Albaret put alors se présenter, donnant à la fermière des journaux français et des lettres de soldats pour les habitants de St-Amand. C'est avec l'aide du commissaire de police NONON et de M. Paul MANCHE marchand de bicyclettes à St-Amand, qu'il remplit sa périlleuse mission, recueillant des renseignements à Valenciennes, Lille, Tournai, Douai. Les informations sont transmises grâce aux précieux pigeons-voyageurs.

     Puis, au jour dit, un avion doit venir le reprendre, mais un épais brouillard empêche tout atterrissage, il attendra six jours de suite. Ne pouvant plus compter que sur lui-même, il se cache en foret de Raismes, M. Paul Manche insiste pour qu'il se réfugie chez lui, où durant trois mois et demi il se cache dans une citerne qu'il avait vidée à cet effet. Durant ce temps, les Allemands qui le cherchent interrogent et malmènent son épouse ; malgré son évacuation vers la France libre via la Belgique, l'Allemagne et la Suisse, elle décède le 14 Août 1917 à la villa Bellevue, hôpital auxiliaire d'Evian-les-Bains, première ville française libre à l'accueillir.

     En janvier 1916, dans le but de rejoindre la France libre, il tente par trois fois de passer la frontière hollandaise, sans succès. Il revient à Rousies où demeurent ses beaux-parents : dénoncé, arrêté, il saute de l'automobile qui l'emmène à Maubeuge et reprend sa vie errante.

     Le 1er mai 1916, il est de nouveau arrêté, à Jeumont, alors qu'il repartait vers la frontière hollandaise. Les Allemands n'ont que peu de renseignements à son sujet, ce qui n'empêche pas le conseil de guerre siégeant à Maubeuge de le condamner à mort pour espionnage. Le 1er juin, alors que le peloton s'apprête à l'exécuter, arrive l'ordre de surseoir : une nouvelle dénonciation confirme l'arrivée d'un espion le 10/09/1915 à St Amand, mais ses amis lui ont forgé un alibi, et c'est un soldat allemand qui déclare qu'à cette date le suspect se trouvait à Rousies.

     Innocenté, il est cependant envoyé dans une colonne de travailleurs (ZAB) s'efforçant encore selon certains de renseigner les alliés. Une nouvelle fois son activité a été relatée en détail aux Allemands et le 10/10/1918 il est arrêté, emprisonné à Valenciennes, puis dirigé vers la prison de Mons pour l'instruction de son procès. Le 3 novembre 1918 il s'évade de sa cellule. Mons est libéré par les Canadiens le 11/11/1918, jour de l'Armistice, il est définitivement libre.
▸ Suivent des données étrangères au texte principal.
PR #1206, opened 2021-07-28
RPB Group By

csong202:
Issue: #889

- deleted dimensions.js
- simplified table dimensions and deleted filters
- created a group by util that replaces make_horizontal_func
  - has 3 arguments:
    - col: String[] or String: column(s) to sum the grouped data by
    - dimension: String: dimension (or column) to group the data by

     Il est cité à l'ordre du Grand Quartier Général en date du 01/01/1919. Sa citation lui vaut la médaille militaire et la croix de guerre avec palme.

citation
JORF du 03/05/1919

 

EvadésLa médaille des évadés, créée le 20/08/1926 lui sera accordée au titre de la guerre 1914-1918 par décret du 7/05/1929, avec citation à l'ordre de la division :

"Surpris par l'invasion, a réussi à s'évader pour se mettre à la disposition de l'autorité militaire".
(JO du 07/06/1929)

 

En décembre 1932 son État des Services mentionne une maladie grave, il décède à St-Amand le 11/03/1933.

 

Dans l'immédiat après-guerre, les tribunaux ont jugé les traîtres et dénonciateurs, ce dont la presse s'est fait l'écho. Camille Albaret a témoigné dans les procès de deux d'entre eux :

En mars 1919, à la suite d'une enquête faite par M. Nonon (cité plus haut) commissaire de police, la femme T..., de la Zinguerie est arrêtée et transférée à Lille sous l'inculpation de dénonciation de Camille Albaret.

GEdN1

En mai 1920 se tint devant la cour d'assise de Mons (B) le procès du sieur Félix-Aimé Bréda, né à Liège le 26 mars 1879, ex-marchand d'articles de pêche à Maubeuge. De nombreux faits lui étaient reprochés, dont celui de l'arrestation de Camille Albaret :

GEdN2

Bréda fut, pour l'ensemble des charges, condamné à mort, et la sentence commuée en détention.

 

Sources : "L'Egalité" de Roubaix Tourcoing, Le Grand Écho du Nord.